Thomas Hardy: The Woodlanders

34. CHAPTER XXXIV.

It was at the beginning of April, a few days after the meeting between Grace and Mrs. Charmond in the wood, that Fitzpiers, just returned from London, was travelling from Sherton-Abbas to Hintock in a hired carriage. In his eye there was a doubtful light, and the lines of his refined face showed a vague disquietude. He appeared now like one of those who impress the beholder as having suffered wrong in being born.

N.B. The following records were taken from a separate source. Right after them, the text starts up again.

PR #3945, opened 2026-09-11
Add instance egress self-check (#3937)

### LINKED ISSUE #3937: Mitigating false incidents temporary egress failiure
When our server or cluster loses outbound internet connectivity for a few minutes, every monitor's checks fail at the same time, since they all run from the same egress path. Checkmate has no way to distinguish this from a genuine outage of the monitored targets, so it fires incidents and alerts for every monitor at once, even though in reality nothing may actually be down.

An instance-level "egress self-check": in Settings, let an admin specify a small list of known-reliable domains or IPs to probe on a schedule (e.g. 1.1.1.1, 8.8.8.8, or a custom list). If all of them fail, treat this as evidence that the instance itself has lost connectivity, and suppress incident creation and alerting until the check succeeds again. Include an option to send a notification when this state is detected, using the same notification channels (email, Slack, Discord, webhook, etc.) already configurable for monitors.

- Raising `statusWindowSize`/`statusWindowThreshold` on monitors to require more failures before flipping to down. Reduces false positives somewhat but delays real-incident detection too, and doesn't address the root cause.
- Routing monitors through a proxy on a separate network path (`proxyMode: custom`), so their checks don't share the instance's own egress. Effective per monitor, but requires hosting a proxy elsewhere and doesn't help monitors left on the default path.
- Using the existing Geo-Distributed Checks (Globalping) data as a cross-check against a monitor's own failed check before creating an incident. More precise, but only covers monitors with geo-checks enabled (HTTP/ping only), and ties the incident-decision path to a third-party API rather than just a display feature.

His position was in truth gloomy, and to his appreciative mind it seemed even gloomier than it was. His practice had been slowly dwindling of late, and now threatened to die out altogether, the irrepressible old Dr. Jones capturing patients up to Fitzpiers's very door. Fitzpiers knew only too well the latest and greatest cause of his unpopularity; and yet, so illogical is man, the second branch of his sadness grew out of a remedial measure proposed for the first--a letter from Felice Charmond imploring him not to see her again. To bring about their severance still more effectually, she added, she had decided during his absence upon almost immediate departure for the Continent.

The time was that dull interval in a woodlander's life which coincides with great activity in the life of the woodland itself-- a period following the close of the winter tree-cutting, and preceding the barking season, when the saps are just beginning to heave with the force of hydraulic lifts inside all the trunks of the forest.

Winterborne's contract was completed, and the plantations were deserted. It was dusk; there were no leaves as yet; the nightingales would not begin to sing for a fortnight; and "the Mother of the Months" was in her most attenuated phase--starved and bent to a mere bowed skeleton, which glided along behind the bare twigs in Fitzpiers's company

When he reached home he went straight up to his wife's sitting-room. He found it deserted, and without a fire. He had mentioned no day for his return; nevertheless, he wondered why she was not there waiting to receive him. On descending to the other wing of the house and inquiring of Mrs. Melbury, he learned with much surprise that Grace had gone on a visit to an acquaintance at Shottsford-Forum three days earlier; that tidings had on this morning reached her father of her being very unwell there, in consequence of which he had ridden over to see her.